So if speed test scores don’t matter, what does? Forget scores. It’s load time in milliseconds and page weight. Cumulative file size (page weight) is expressed in kilobytes or megabytes. Load time and weight make the biggest difference, especially for mobile audiences. Speed is critical for a good user experience (UX). Readable, relevant content is most important for SEO. But impatient visitors won’t wait for slow pages. Then you waste your hard-earned relevant content and it’s never seen. Most sites are “not good enough” for mobile users.

Google gives you technical speed suggestions. These are published in their webmaster recommendations. Few make any difference in mobile speed. Why? Is it sadistic torment of website owners? We wonder. The most infamous waste is testing with Google PageSpeed Insights.

v5 of the PageSpeed Insights API was released in November 2018. It now uses Lighthouse as its analysis engine and also incorporates field data provided by the Chrome User Experience Report (CrUX).

We still feel this version 5 is the most inferior speed test for site evaluation.  We don’t recommend it. Google conveniently now excludes Google Analytics and Google Fonts from the scoring. What? You’ve got to be kidding!
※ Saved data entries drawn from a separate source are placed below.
PR #935, opened 2016-04-08
[REEF-1324] TcpConnectionRetryTest.TestConnectionRetries fails in com…

dkm2110:
…mand line

This addressed the issue by
  * introducing customized TcpClientConnectionException.cs class that has retries as field inside
  * catching this exception in test and comparing retry values

JIRA:
  [REEF-1324](https://issues.apache.org/jira/browse/REEF-1324)

### DIFF
--- a/lang/cs/Org.Apache.REEF.Wake.Tests/TcpConnectionRetryTest.cs
+++ b/lang/cs/Org.Apache.REEF.Wake.Tests/TcpConnectionRetryTest.cs
@@ -20,6 +20,7 @@ using System.IO;
 using System.Net;
 using Org.Apache.REEF.Tang.Implementations.Tang;
 using Org.Apache.REEF.Wake.Remote;
+using Org.Apache.REEF.Wake.Remote.Impl;
 using Org.Apache.REEF.Wake.Remote.Parameters;
 using Xunit;
 
@@ -38,7 +39,6 @@ namespace Org.Apache.REEF.Wake.Tests
             IPAddress localIpAddress = IPAddress.Parse("127.0.0.1");
             const int retryCount = 5;
             const int sleepTimeInMs = 500;
-            const string message = "Retry - Count:";
             IPEndPoint remoteEndpoint = new IPEndPoint(localIpAddress, 8900);
 
             var memStream = new MemoryStream();
@@ -55,23 +55,22 @@ namespace Org.Apache.REEF.Wake.Tests
             try
             {
                 tmp.Connect(remoteEndpoint);
-                Assert.False(true);
+                Assert.False(true, "The connection is supposed to be unsuccessful since server is not present.");
             }
-            catch
+            catch (Exception e)
             {
-                memStream.Position = 0;
-                using (var reader = new StreamReader(memStream))
+                var exception = e as TcpClientConnectionException;
+                if (exception != null)
                 {
-                    string line;
-                    int counter = 0;
-                    while ((line = reader.ReadLine()) != null)
-                    {
-                        if (line.Contains(message))
-                        {
-                            counter++;
-                        }
-                    }
-                    Assert.Equal(counter, retryCount);
+                    bool areEqual = exception.RetriesDone == retryCount;
+                    string failureMsg = string.Format("Expected {0} retries but only {1} were done",
+                        retryCount,
+                        exception.RetriesDone);
+                    Assert.True(areEqual, failureMsg);
+                }
+                else
+                {
+                    throw;
                 }
             }
         }
--- a/lang/cs/Org.Apache.REEF.Wake/Remote/Impl/TcpClientConnectionException.cs
+++ b/lang/cs/Org.Apache.REEF.Wake/Remote/Impl/TcpClientConnectionException.cs
@@ -1,0 +1,57 @@
+﻿// Licensed to the Apache Software Foundation (ASF) under one
+// or more contributor license agreements.  See the NOTICE file
+// distributed with this work for additional information
+// regarding copyright ownership.  The ASF licenses this file
+// to you under the Apache License, Version 2.0 (the
+// "License"); you may not use this file except in compliance
+// with the License.  You may obtain a copy of the License at
+//
+//   http://www.apache.org/licenses/LICENSE-2.0
+//
+// Unless required by applicable law or agreed to in writing,
+// software distributed under the License is distributed on an
+// "AS IS" BASIS, WITHOUT WARRANTIES OR CONDITIONS OF ANY
+// KIND, either express or implied.  See the License for the
+// specific language governing permissions and limitations
+// under the License.
+
+using System;
+
+namespace Org.Apache.REEF.Wake.Remote.Impl
+{
+    /// <summary>
+    /// Exception class for the case when Tcp Client connection fails 
+    /// after trying for some finite number of times.
+    /// For example, see TcpClientConnectionFactory.cs
+    /// </summary>
+    public sealed class TcpClientConnectionException : Exception
+    {
+        /// <summary>
+        /// Number of retries done before exception was thrown
+        /// </summary>
+        public int RetriesDone { get; private set; }
+
+        /// <summary>
+        /// Constructor
+        /// </summary>
+        /// <param name="message">The user message for exception</param>
+        /// <param name="retriesDone">Number of retries</param>
+        public TcpClientConnectionException(string message, int retriesDone)
+            : base(message)
+        {
+            RetriesDone = retriesDone;
+        }
+
+        /// <summary>
+        /// Constructor
+        /// </summary>
+        /// <param name="message">The user message for exception</param>
+        /// <param name="inner">The actual exception message due to which connection failed</param>
+        /// <param name="retriesDone">Number of retries</param>
+        public TcpClientConnectionException(string message, Exception inner, int retriesDone)
+            : base(message, inner)
+        {
+            RetriesDone = retriesDone;
+        }
+    }
+}
--- a/lang/cs/Org.Apache.REEF.Wake/Org.Apache.REEF.Wake.csproj
+++ b/lang/cs/Org.Apache.REEF.Wake/Org.Apache.REEF.Wake.csproj
@@ -70,6 +70,7 @@ under the License.
     <Compile Include="IObserverFactory.cs" />
     <Compile Include="IStage.cs" />
     <Compile Include="Properties\AssemblyInfo.cs" />
+    <Compile Include="Remote\Impl\TcpClientConnectionException.cs" />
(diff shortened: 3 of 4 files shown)


markusweimer:
> [ERROR] Failed to execute goal org.apache.rat:apache-rat-plugin:0.11:check (validate) on project reef-dotnet: Too many files with unapproved license: 1 See RAT report in: /home/travis/build/apache/reef/lang/cs/target/rat.txt -> [Help 1]

dkm2110:
@markusweimer  sorry forgot to run mvn. I recompiled and everything. Please have a relook.

tcNickolas:
I'm running tests.

lang/cs/Org.Apache.REEF.Wake.Tests/TcpConnectionRetryTest.cs
```diff
@@ -55,23 +55,22 @@ public void TestConnectionRetries()
...
-                    int counter = 0;
-                    while ((line = reader.ReadLine()) != null)
-                    {
-                        if (line.Contains(message))
-                        {
-                            counter++;
-                        }
-                    }
-                    Assert.Equal(counter, retryCount);
+                    bool areEqual = exception.RetriesDone == retryCount;
```
afchung: Why not just `Assert.Equal`?

lang/cs/Org.Apache.REEF.Wake.Tests/TcpConnectionRetryTest.cs
```diff
@@ -55,23 +55,22 @@ public void TestConnectionRetries()
...
+                    string failureMsg = string.Format("Expected {0} retries but only {1} were done",
+                        retryCount,
+                        exception.RetriesDone);
+                    Assert.True(areEqual, failureMsg);
+                }
+                else
+                {
+                    throw new Exception("Expected TcpClientConnectionException but got some other exception", e);
```
afchung: Just `throw`.

lang/cs/Org.Apache.REEF.Wake/Remote/Impl/TcpClientConnectionException.cs
```diff
@@ -0,0 +1,66 @@
...
+    /// Exception class for the case when Tcp Client connection fails 
+    /// after trying for some finite number of times.
+    /// For example, see TcpClientConnectionFactory.cs
+    /// </summary>
+    public sealed class TcpClientConnectionException : Exception
+    {
+        /// <summary>
+        /// Number of retries done before exception was thrown
+        /// </summary>
+        public readonly int RetriesDone;
```
afchung: Use `{ get; set;}`

afchung: Or alternatively use a readonly private field and expose it through a `{ get; }`.

lang/cs/Org.Apache.REEF.Wake.Tests/TcpConnectionRetryTest.cs
```diff
@@ -55,23 +55,22 @@ public void TestConnectionRetries()
             try
             {
                 tmp.Connect(remoteEndpoint);
-                Assert.False(true);
+                Assert.False(true, "The connection is supposed to be unsuccessful since server is not present.");
```
afchung: I'm not sure if this is actually a good assumption.

lang/cs/Org.Apache.REEF.Wake.Tests/TcpConnectionRetryTest.cs
afchung: Or just `Assert.NotNull`.

lang/cs/Org.Apache.REEF.Wake.Tests/TcpConnectionRetryTest.cs
tcNickolas: Assert.Equal doesn't allow to add error message. It's not very informative to get a failure "Expected: 0, Actual: 5", especially when the arguments in Assert.Equal are accidentally switched and 5 is expected but 0 is expected.

tcNickolas:
I confirmed that {{TcpConnectionRetryTest}} doesn't fail any more when executed from command line, and there are no new failures in VS. Functionality-wise I'm +1, didn't look at the code very closely.

lang/cs/Org.Apache.REEF.Wake/Remote/Impl/TcpClientConnectionException.cs
markusweimer: What's gained that way? I mean, we can always make this into a property in the future without breaking client code, right?

lang/cs/Org.Apache.REEF.Wake/Remote/Impl/TcpClientConnectionException.cs
```diff
@@ -0,0 +1,66 @@
...
+
+        /// <summary>
+        /// Constructor
+        /// </summary>
+        /// <param name="retriesDone">Number of retries</param>
+        public TcpClientConnectionException(int retriesDone)
```
markusweimer: I would not expose this constructor, as it allows throwing without an error message.

lang/cs/Org.Apache.REEF.Wake/Remote/Impl/TcpClientConnectionException.cs
```diff
@@ -0,0 +1,66 @@
...
+using System;
+
+namespace Org.Apache.REEF.Wake.Remote.Impl
+{
+    /// <summary>
+    /// Exception class for the case when Tcp Client connection fails 
+    /// after trying for some finite number of times.
+    /// For example, see TcpClientConnectionFactory.cs
+    /// </summary>
+    public sealed class TcpClientConnectionException : Exception
```
markusweimer: Please also overwrite this exception's `ToString()` method to include the number of retries. @afchung Is there a canonical way to write C# `Exception.ToString()` methods?

markusweimer:
I've done a code level pass.

lang/cs/Org.Apache.REEF.Wake/Remote/Impl/TcpClientConnectionException.cs
afchung: For a good explanation, please refer to:
http://csharpindepth.com/Articles/Chapter8/PropertiesMatter.aspx
For this simple case, I guess it doesn't particularly matter.

lang/cs/Org.Apache.REEF.Wake.Tests/TcpConnectionRetryTest.cs
afchung: I see, thanks!

lang/cs/Org.Apache.REEF.Wake/Remote/Impl/TcpClientConnectionException.cs
afchung: An option is just to add to the `message` passed to the superclass. `Exception.ToString()` provides a lot of nice things:
https://msdn.microsoft.com/en-us/library/system.exception.tostring(v=vs.110).aspx
so I don't think it's a good idea to override it.

lang/cs/Org.Apache.REEF.Wake/Remote/Impl/TcpClientConnectionException.cs
afchung: Do we have a coding convention to follow though? I think we should adhere to what is standard throughout the rest of the codebase.

lang/cs/Org.Apache.REEF.Wake.Tests/TcpConnectionRetryTest.cs
dkm2110: @afchung Can you elaborate? You mean this is not the right way to do this test?

lang/cs/Org.Apache.REEF.Wake.Tests/TcpConnectionRetryTest.cs
dkm2110: done

lang/cs/Org.Apache.REEF.Wake/Remote/Impl/TcpClientConnectionException.cs
dkm2110: done

dkm2110: Actually my bad....I forgot to call base constructor..added base constructor to the call.

lang/cs/Org.Apache.REEF.Wake/Remote/Impl/TcpClientConnectionException.cs
dkm2110: Done. used get; private set;

lang/cs/Org.Apache.REEF.Wake/Remote/Impl/TcpClientConnectionException.cs
dkm2110: It s already passed to message. I checked and ToString() also writes the message. We are ok.

dkm2110:
@markusweimer @afchung @tcNickolas I have updated the pull request with suggested changes.

lang/cs/Org.Apache.REEF.Wake/Remote/Impl/TcpClientConnectionException.cs
markusweimer: > It s already passed to message. I checked and ToString() also writes the message. We are ok.

Yes, but this requires discipline at the call site. Which we sometimes lack :-)

Can we instead add to the user supplied message, e.g. `userMessage + "Tried {n} times"`?

markusweimer:
I have one small request, but otherwise this looks good to me. I can add that change during the merge. 

@tcNickolas This fails a poison test on Appveyor. Is this expected right now?

tcNickolas:
@markusweimer Yes, PoisonTest fails all the time in AppVeyor, I'm looking into it

markusweimer:
OK. I will change the one line and merge this to reduce our count of consistently failing tests by 1 :)

tcNickolas:
@markusweimer Do you want me to do another test run to verify that updated PR still fixes the failure?

markusweimer:
> Do you want me to do another test run to verify that updated PR still fixes the failure?

I am merely overwriting the `Message` property of the newly introduced Exception. I'm running tests before merging. Hence, we should be fine.

markusweimer:
Tests pass on two of my machines. It looks safe to merge.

Those things slow sites down – and they’re sweeping that liability under the carpet? Absurdity. Biased results. They changed the scoring so everyone wins. It’s a fake guarantee. So what do we recommend? Pingdom.com or WebPagetest.org.

Google PageSpeed Insights mobile test results for PagePipe homepage. Perfect but still lame recommendations cause site owners anxiety. Wasteful expenditure of time and energy.
Google PageSpeed Insights desktop test results for PagePipe homepage. Perfect buts still insane recommendations cause site owners anxiety. Wasteful expenditure of time and energy.

Here are some weird things Google often recommends *fixing*:

1Eliminate render-blocking JavaScript and CSS in above-the-fold content.

This imperious rule is a great waste of time. WordPress almost always breaks this rule. The return on investment in improved speed is impossible to measure. It’s so small and insignificant. And there is a high risk of breaking your site. If this *fix* tempts you, you’re a programmer and should leave PagePipe. You’ll hear disturbing things you don’t like here.  Plugins don’t help much – like the oft-recommended Async JS plugin. Work on other things that are more important like image optimization or removing heavy assets like chat, sliders, header video, and third-party services.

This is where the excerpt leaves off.